Both intermediates and advanced skiers will enjoy the runs under the Silverlode chair. To avoid crowds, try the four blues under the Pioneer chair. Or, board McConkey’s, enjoy the spectacular view and take the intermediate ridge routes down from the top. If you want to test yourself, look for a grooming report to find out which black-diamond runs have been groomed. The new Silver Star lift opens up intermediate runs.

Park City Beginner & First-time Skiers

Even those just getting into their snowplow turns can take the Payday and Bonanza chairs to the Summit House and descend the 3.5-mile-long, easy run appropriately named Homerun. For an adventure and to see a different part of the mountain, take the Mid-Mountain Run to the Pioneer chair, where you can have lunch and watch experts head down Blueslip Bowl.

The only complaint about the beginner runs here is that everyone else uses them too. The upper parts of the green-circle trails are used as access routes, while the bottoms are the end runs for skiers coming off more advanced terrain. The greens here are wide and gentle, but they wind in and around tougher stuff. If you’re just starting out and concerned about getting in above your head, carry a trail map and pay attention to the signage. And head to the bottom well before day’s end if you like plenty of room.

For first-timers, the First Time high-speed quad, which slows down during loading and unloading to help ease apprehensions of getting on and off the lift, serves two nice and easy trails. The Three Kings chair takes you a bit higher to more good learning terrain.

Snowboarding Park City

Park City Mountain Resort has some long, nearly flat runs that snowboarders will want to avoid. The two worst ones are Jupiter Access and Thaynes Canyon, both of which are used primarily to reach other parts of the mountain. In particular, Jupiter Access road from the top of the Pioneer or Thaynes lifts is a long, flat traverse, so don’t lose your speed. You can avoid the worst traverses with advance planning. However, snowboarders have a bit of an advantage in Park City’s hike-to powder bowls, because they get to hike to the best stuff in soft boots.

The best all-around freeriding area is below Home Run between the Claim Jumper and Parley’s Park runs. Three lifts can get you there: Silverlode Hi-Speed Six-Pack, Motherlode Lift and Bonanza Hi-Speed Six-Pack. There are some good cuts through the trees, plenty of bumps and some wide smoothies good for kicking up the speed.

Parks and pipes

Both the Town Lift and the Payday Hi-Speed Six-Pack deposit you above the huge terrain park on Payday. The park has a sound system and is lit for night riding. You’ll also find a superpipe on Eagle, similar to the one used in the 2002 Winter Olympics. Three additional terrain parks spread out the tricksters on Pick N Shovel, Jonesy’s and the King’s Crown Superpark. If you’re lucky, you’ll see the Park City All-Star riders and skiers jibbing in the parks.Twice named “Terrain Park of the Year” by Transworld Snowboarding magazine,” new additions for the 2006-07 season are rails, funboxes and jumps.

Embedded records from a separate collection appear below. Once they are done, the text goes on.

PR #1026, opened 2026-01-27
Enhance attribute handling by adding tag parameter for link attributes

nairmanu:
This pull request makes targeted improvements to attribute encoding logic. The main focus is on ensuring correct handling of the `href` attribute for link tags and improving privacy-related scrubbing.

**Attribute Encoding Improvements**

* Modified the attribute encoding logic in `clarity-js/src/insight/encode.ts` and `clarity-js/src/layout/encode.ts` so that when encoding the `href` attribute for link tags, the value is used directly without privacy scrubbing. This ensures that link URLs are preserved as expected for anchor elements.

**Privacy Scrubbing Logic**

* Simplified the privacy scrubbing for image and blob URLs in `scrub.ts` by using a conditional expression for `blob:` URLs, ensuring correct handling for privacy-sensitive attributes.

### DIFF
--- a/lerna.json
+++ b/lerna.json
@@ -2,6 +2,6 @@
   "packages": [
     "packages/*"
   ],
-  "version": "0.8.51",
+  "version": "0.8.52",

Cross-Country Skiing and Snowshoeing

White Pine Touring (615-5858) offers 20 km. of track and skate skiing, plus track, skate and telemark lessons at the Park City golf course and an adjacent dairy farm. For those who want to get off the flats, half-day snowshoe (Wednesday and Sunday) and ski (Tuesday and Friday) tours in the Uinta Mountains are available. If you venture out on your own, this is a good stop for advice and maps of the local mountain bike trails that are perfect for snowshoeing (many are accessible from downtown Park City).

The Homestead Resort (654-1102; 800-327-7220; above), 14 miles southeast of Park City in Midway, has 12 km. of skiing at Homestead Golf Course and 18 km. at Wasatch Mountain State Park. Snowshoeing and snowmobiling also are available. Nearby Soldier Hollow, site of the 2002 Olympic cross-country competitions, offers 26 km. of both track and skate skiing for all levels.